Сейчас сложно не думать о том, что наша повседневность (а Москва последних лет уже совсем совпала с обобщенным образом мирной европейской столицы с велосипедными дорожками, некрупными кафе и полной неготовностью к опасности, откуда бы она ни исходила) имеет оборотную сторону и что странноватая апатия, которая сопровождает сейчас любое высказывание, размещенное в съежившемся публичном пространстве, обеспечена тем, что уже полгода неподалеку от кафе и дорожек идет война, похожая на все, о чем в детстве приходилось читать.
И что есть люди, в том числе за соседним столиком, которым как раз эта двухъярусная конструкция кажется естественной, объяснимой.
Не так давно я читала статью, написанную психотерапевтом, клиентуру которого составляют мои ровесники, московские жители лет 35–45, обремененные советским детством, умягченные годами сравнительного благополучия. Где-то по ходу текста приводится один сон; перескажу, как запомнила тогда. Вышел новый закон, рассказывает сновидица: теперь тех, кто теряет документы, приговаривают к расстрелу, а я как раз потеряла паспорт, и сразу же за мной пришли. Дома все страшно расстроены, но делать нечего, я собираю вещи, мама говорит: ну нет, конечно, расстреливать не будут, ограничатся ссылкой. И действительно, меня не расстреляли, и вот я сижу в стылом вагоне, и поезд идет куда-то. И я думаю: надо же, я ведь всегда знала, что так и будет. Что моя домашняя жизнь, все это детство, весь этот наш обиход с его мелкими заботами – что все это ненадолго, что кончится вот этим, что ничего, кроме этого вагона, нет. Что я для него родилась.
Психологу тут приходится пояснить, что сон этот типичный, его разновидности снятся в нынешней России едва ли не каждому.
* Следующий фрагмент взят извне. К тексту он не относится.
PR #551, opened 2020-07-29
Next/Previous preset buttons

akimaze:
Hi, 
Many plugins do not have a convenient UI for quickly changing presets (some don't have UI like noize maker). In case of a long list, turning presets in a combo takes a long time. This PR adds the next/previous preset buttons to plugin window. 

Often when I'm looking for inspiration, I set up loop (L) and change presets in plugin window. Thanks to this buttons, this way of working is very convenient and fast. I used `ArdourIcon::NudgeRight` and `ArdourIcon::NudgeLeft` for icons maybe should be changed.

This is my first contribution for Ardour, so maybe should be done in other way.

noizemaker_next_prev_plugin

### DIFF
--- a/gtk2_ardour/lv2_plugin_ui.cc
+++ b/gtk2_ardour/lv2_plugin_ui.cc
@@ -319,6 +319,8 @@ LV2PluginUI::LV2PluginUI(boost::shared_ptr<PluginInsert> pi,
 	_ardour_buttons_box.pack_end (delete_button, false, false);
 	_ardour_buttons_box.pack_end (save_button, false, false);
 	_ardour_buttons_box.pack_end (add_button, false, false);
+	_ardour_buttons_box.pack_end (next_button, false, false);
+	_ardour_buttons_box.pack_end (prev_button, false, false);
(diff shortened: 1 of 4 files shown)


x42:
I'm currently traveling and will review next week when I'm back (unless @pauldavisthefirst  gets there first).

A quick heads up: Using the scroll-wheel on the preset dropdown allows to quickly zap through presets.
For Ardour 6 we worked hard to reduce the number of buttons and decrease the min. width of the plugin-toolbar. Adding new buttons should not be done lightly.

Context: http://libregraphicsworld.org/blog/entry/week-recap-28-august-2019#music

Ardour5: image

vs.

Ardour6: image

akimaze:
> A quick heads up: Using the scroll-wheel on the preset dropdown allows to quickly zap through presets.

@x42  Well, I wish I had known that earlier.  I think change preset with scroll-wheel should be enough so I close that PR.

ngeiswei:
These two small buttons are still worth considering IMO, I know I would like it.

akimaze:
@ngeiswei @x42 I didn't delete the branch, so it can be reopened/merged if the Ardour Team consider it's worth to do it.

PR #553, opened 2020-08-01
Add option to set note range in MIDI editor to one note.

akimaze:
Hi!
That tiny change makes working with MIDI percussion tracks a lot more convenient. It allows you to use the midi editor as a simple pattern editor by simply set note range to one note:

onenoterange

Useful for kick, snare, hihat etc. Allows faster editing and saves screen space.

### DIFF
--- a/gtk2_ardour/piano_roll_header.cc
+++ b/gtk2_ardour/piano_roll_header.cc
@@ -460,13 +460,16 @@ PianoRollHeader::on_expose_event (GdkEventExpose* ev)
 			Cairo::TextExtents te;
 			cr->get_text_extents(note_name, te);
 
-			if (is_white_key)
-				cr->set_source_rgb(0.0f, 0.0f, 0.0f);
-			else
-				cr->set_source_rgb(1.0f, 1.0f, 1.0f);
+			double r, g, b;
 
+			if (is_white_key)
+				note_name_color(white, r, g, b);
+			else
+				note_name_color(black, r, g, b);
+
+			cr->set_source_rgb(r, g, b);
 			cr->move_to(2.0f + font_size , y + note_height - 1.0f - (note_height - te.width) / 2.0f);
-			cr->rotate(-1.5707); // -90 degrees
+			cr->rotate(M_PI / -2.0); // -90 degrees
 			cr->show_text(note_name);
 		}
 		else if (oct_rel == 0) {
@@ -474,7 +477,10 @@ PianoRollHeader::on_expose_event (GdkEventExpose* ev)
 			double y = floor(_view.note_to_y(i)) - 0.5f;
 			double note_height = floor(_view.note_to_y(i - 1)) - y;
 
-			cr->set_source_rgb(0.0f, 0.0f, 0.0f);
+			double r, g, b;
+			note_name_color(white, r, g, b);
+
+			cr->set_source_rgb(r, g, b);
 			cr->move_to(2.0f, y + note_height - 1.0f - (note_height - font_size) / 2.0f);
 			cr->show_text(ParameterDescriptor::midi_note_name(i));
 		}
@@ -483,7 +489,15 @@ PianoRollHeader::on_expose_event (GdkEventExpose* ev)
 	return true;
 }
 
+void
+PianoRollHeader::note_name_color(const PianoRollHeader::Color& key_color, double& r, double& g, double& b)
+{
+	Gtkmm2ext::Color text_color = Gtkmm2ext::rgba_to_color(key_color.r, key_color.g, key_color.b, 1.0f);
+	text_color = Gtkmm2ext::contrasting_text_color(text_color);
 
+	double a;
+	Gtkmm2ext::color_to_rgba(text_color, r, g, b, a);
+}
 
 bool
 PianoRollHeader::on_motion_notify_event (GdkEventMotion* ev)
--- a/gtk2_ardour/piano_roll_header.cc
+++ b/gtk2_ardour/piano_roll_header.cc
@@ -22,6 +22,7 @@
 #include <iostream>
 #include "evoral/midi_events.h"
 #include "ardour/midi_track.h"
+#include "ardour/parameter_descriptor.h"
 
 #include "gtkmm2ext/keyboard.h"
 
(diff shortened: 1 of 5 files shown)


ngeiswei:
@akimaze, how does that differ from `Note Range->Fit Contents` when there is only one fixed note on the track?

I did notice though that `Note Range->Fit Contents` doesn't always work, maybe instead of adding an extra menu item, this should be fixed?

Also, just in case (since your screenshot does not show it), I would like to mention the existence `Note Mode->Percusive` for displaying drum midi data.

P.S: I'm just an Ardour enthusiast without merging rights. Paul and/or Robin feedback is what really matters.

akimaze:
@ngeiswei I think `Note Range->Fit Contents` gives always minimum one octave view. I'm new in Ardour and I thought it was intentional. And IMO for usual MIDI clip editing this is better than shrink to one note.

> Also, just in case (since your screenshot does not show it), I would like to mention the existence Note Mode->Percusive for displaying drum midi data.

I saw the Percusive view but I think the notes are cut off in this mode (they last very short). I don't know maybe this is a bug or I don't know something about Ardour. So I go back to normal mode and made notes longer.

x42:
> I thought it was intentional. 

It is. the minimum range of the scroomer (when manually zooming) is one octave, to provide context. At least one "C" with an octave label is always visible.

https://github.com/Ardour/ardour/blob/40fd2055665350ef5071f21e7e8259fed97da9aa/gtk2_ardour/midi_scroomer.cc#L38-L39

Then, when the piano-header is displayed, there is an additional constraint that can lead to additional notes:

https://github.com/Ardour/ardour/blob/40fd2055665350ef5071f21e7e8259fed97da9aa/gtk2_ardour/midi_streamview.cc#L396-L404

ngeiswei:
If min range is intentional, then I can see the utility of such menu item. It would probably entail to set a max size of the diamond in percussive mode, cause otherwise, when the track is large (and even when it's minimized), diamonds start to overlap too much.

akimaze:
@x42 Oh, I missed that division, I think in that case range should be set to 1. I will fix that. Also I try add note name.

@ngeiswei  My intention was to simulate the LMMS Beat Editor:

beat_editor

I think that with this option (one note range in MIDI editor) Ardor is even more useful because you can easily humanize/swing notes without loosing fast "pattern-like editing" (In LMMS you need to open track in midi editor and when you change note position it disappear from beat editor).

Percussive mode not working for me. For example when I get "Kick" preset from ZynAddSubFX (lv2) it's played too short, is this working for you when you set crystal notes? Should I configure something?

x42:
I like the simplicity of this! As opposed to other in this direction, this is nice and clean.

Then again, I also think this needs a more general solution. e.g. for a hi-hat track you may want to show 3 notes.
Maybe also on @alcomposer can explain his ideas to only show named MIDI notes (using MIDNAM) and dedicated scales. He made some nice videos/gifs to showcase the idea.

I also think it's a very poor replacement for LMMS Beat Editor. Have a look at origin/beatbox3 branch. That's work-in progress to add a MIDI-region editor/creator in the likes of FL and Numerology. Perhaps @pauldavisthefirst can elaborate.

pauldavisthefirst:
I like the general idea quite a lot, but haven't had a chance to test it out yet. 

the newbbgui branch is the one most related to what x42 mentioned above (the beat editor), but it's not currently in a state where trying it out will reveal anything (the engine part is there, but the GUI is not)

akimaze:
> In any case it would be nice to show the note-name.

I added note name since the area is small I had to make it vertically (A#3 is too long):

note_name

> Then again, I also think this needs a more general solution. e.g. for a hi-hat track you may want to show 3 notes.

This solution is really only a stronger zoom and does not undermine the sense of introducing more advanced solutions, but I think that in many cases it will be sufficient/helpful. Not only with drums but also in any other situation where we only use one midi note.

> Maybe also on @alcomposer can explain his ideas to only show named MIDI notes (using MIDNAM) and dedicated scales. He made some nice videos/gifs to showcase the idea.

Do you have any links? Can't find anything.

> Also related to #477 

I compiled that, very helpful I can't wait when will be merged :)

> I like the general idea quite a lot, but haven't had a chance to test it out yet.

I think it fits well with the philosophy of working in MIDI at Ardor :) I'm the one who likes integrated MIDI editor (although I didn't like it at first, I had to work few hours to start liking it). And this option is a good complement to this idea.

> the newbbgui branch is the one most related to what x42 mentioned above (the beat editor), but it's not currently in a state where trying it out will reveal anything (the engine part is there, but the GUI is not)

I was looking for this branch `beatbox3` but found only very old `beatbox`. Thanks for clarification. Are there any docs about how the beat editor will look? 

@x42 @pauldavisthefirst I worked hard on this today, because I am leaving tomorrow and will be available after 11 August 2020. So if any changes will be needed, feel free to make them or wait for me to come back.

Sorry for bad English.

gtk2_ardour/piano_roll_header.cc
```diff
@@ -443,25 +449,42 @@ PianoRollHeader::on_expose_event (GdkEventExpose* ev)
...
-			s << "C" << cn;
+			cr->set_font_size(font_size);
+
+			Cairo::TextExtents te;
+			cr->get_text_extents(note_name, te);
+
+			if (is_white_key)
+				cr->set_source_rgb(0.0f, 0.0f, 0.0f);
+			else
+				cr->set_source_rgb(1.0f, 1.0f, 1.0f);
```
x42, line 466: Have a look at `Gtkmm2ext::contrasting_text_color()` - in general we prefer slightly off-white text (and it may eventually become themeable)

gtk2_ardour/piano_roll_header.cc
```diff
@@ -443,25 +449,42 @@ PianoRollHeader::on_expose_event (GdkEventExpose* ev)
...
+
+			cr->move_to(2.0f + font_size , y + note_height - 1.0f - (note_height - te.width) / 2.0f);
+			cr->rotate(-1.5707); // -90 degrees
```
x42, line 469: Prefer `M_PI / -2.0`

akimaze: Fixed

gtk2_ardour/piano_roll_header.cc
akimaze: Fixed

sdevisch (dismissed):

sdevisch (approved):
Approved.

PR #554, opened 2020-08-02
Sort plugins by name (label) in the preset combo selection

enorrmann:


x42:
This used to be the case in the past. In 4e1464e70fc73b this was intentionally reverted, and factory presets are ordered in the way the vendor specifies.  This change was motivated for plugins that have many presets that are nicely grouped.

The general sort order is: factory presets as ordered by the vendor, then user-presets, ordered by name.

PS. Since control-surfaces also allow access to plugin-presets, the change has to be done in the backend (not the GUI).
Although the GUI could offer an option to sort by label.

enorrmann:
> then user-presets, ordered by name

Well it seems that this is not the case (as far as I understand).
I have several custom saved presets and they are displayed (apparently) randomly at the gui, or may be sorted by creation date, I'm not sure... but definitively not by name.

x42:
Which plugin standard? AU? LV2?

enorrmann:
VST... same happens in the "favorite plugins" explorer 
https://i.imgur.com/1oekOMG.png

PR #555, opened 2020-08-02
WebSockets: properly release strips and plugins when removed

lucianoiam:
This should fix some crashes reported by the beta testing team

### DIFF
--- a/libs/surfaces/websockets/component.h
+++ b/libs/surfaces/websockets/component.h
@@ -57,7 +57,7 @@ public:
 	PBD::EventLoop*              event_loop () const;
 	Glib::RefPtr<Glib::MainLoop> main_loop () const;
 	ARDOUR::Session&             session () const;
-	ArdourMixer&                mixer () const;
+	ArdourMixer&                 mixer () const;
 	ArdourTransport&             transport () const;
 	WebsocketsServer&            server () const;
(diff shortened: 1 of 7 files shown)


x42:
Rebased and merge as 6.2-181 f007ba6b46 Thanks!

x42:
Reverted as 6.2-186 dfe2270c9f  due to C++11isms.

`std::unique_ptr`, `std::move` is not available in C++98.

Instead of explicitly managed Connections, it would seem easier to create a Stripable class that _has-a_ ScopedConnectionList. That way when the Stripable is removed (Drop references), the connection-list leaves scope and all signals are unsubscribed (also all plugin signals).

lucianoiam:
Thanks for reviewing, sounds like a smart concept and effectively led to a cleaner implementation. These latest commits drop the hackish approach in favor of that. As a side effect the internal server mixer interface now resembles the client counterpart more, probably making the whole design a bit more self-explainable.

There are new strip and plugin wrapper objects that contain their connections.

Everything should adhere to C++98 this time

x42:
Rebased and merged as 6.2-225 8eb4dcb675

I've also fixed C++11ims (`ArdourMixerNotFoundException`), and added a namespace in `af79240c81ccca`.
 This prevent global symbols such as "Json", those will only cause trouble when combined with libraries.

PR #557, opened 2020-08-03
fixed typo "sontrollables"

enorrmann:


x42:
Thanks for catching that. Rebased and merged as 6.2-182 d21337a3a4

PR #558, opened 2020-08-03
One more typo fix in loudness dialog

bachstudies2020:


x42:
Rebased and merged as 6.2-134 bc84562699

PR #559, opened 2020-08-09
Adding AVX optimized routines for Linux

ashafq:
This commit adds AVX optimized routines for the following
procedures below:

*_compute_peak
*_find_peaks
*_apply_gain_to_buffer
*_mix_buffers_with_gain
*_mix_buffers_no_gain

AVX optimized routine has the prefix of: x86_sse_avx_

Note: mix_buffer_with_gain and mix_buffers_no_gain may prefer
SSE implementaion over AVX if source and destination pointers
are aligned to 16 byte boundaries. Therefore, it will be optimal if
_all_ audio buffers are allocated to 32 byte boundaries to take
full advantage of AVX ISA extension.

### DIFF
--- a/gtk2_ardour/midi_region_view.cc
+++ b/gtk2_ardour/midi_region_view.cc
@@ -39,6 +39,7 @@
 
 #include "pbd/memento_command.h"
 #include "pbd/stateful_diff_command.h"
+#include "pbd/unwind.h"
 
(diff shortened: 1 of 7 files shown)


x42:
Squashed and rebased as 6.2-161 03abc1076e

Thanks you very much!

PR #562, opened 2020-08-23
Enable neon detection

ashafq:


x42:
Rebased and slightly re-worked as 1f878636c85

Cheers!

PR #565, opened 2020-09-01
WS: crash bugfix related to missing strip panner

lucianoiam:
Replaced internal mixer strip method `is_vca()` for `has_pan()`. Checking `has_pan()` before `pan()` when building the initial state for a recently connected client to avoid try/catch.

In the current state of things the GUI does not really need to know a low level detail like a track being a VCA to determine if a pan control and/or plugins should be presented. Revealing track types can be a future enhancement, ie. exposing the `PresentationInfo` flags.

Now the availability of a pan control is explicit through the second boolean arg value in the WS `strip_description` message (previously indicated if the track was VCA). For the plugins check it is enough to check if the plugins array returned by the JS client for a certain strip is empty or not.

Side note, MIDI tracks (unsurprisingly) use a linear scale for the level fader and the demo mixer strips are hardcoded to dB. Since mixing audio and MIDI is common practice exposing the track type could be the next update, replacing the has_pan field and expecting the client to be smarter.

### DIFF
--- a/libs/surfaces/websockets/dispatcher.cc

И все, что снится, снится про одно: про глубокое неверие в мягкую поверхность этого мира – и что достаточно встряхнуть его, чтобы вернуться к ледяной основе, к черствому «свой-чужой» и к простому знанию: случиться может все что угодно.
События последних двух лет, все еще кажущиеся невероятными, комическими, макабрическими, как раз иллюстрируют этот тезис. Кажется, нет абсурдного закона, который не имел бы шансов быть принятым, – при этом недоумение, возмущение, огласка только подстегивают законодателей. Нет и ситуации, которую можно было бы считать немыслимой. Война с Украиной, освобождение Ходорковского, запрет на пармезан – все это уже не вызывает удивления: ночью все лебеди черные. Пределы допустимого раздвинулись до горизонта, логические доводы не работают, бытовой прагматизм не спасает: словно попадание в турбулентную зону сдвигает пропорции, смещает акценты – и устраняет саму возможность коридора, ясной перспективы, видов на будущее. Что, возможно, и является потайным смыслом происходящего, его реальной задачей.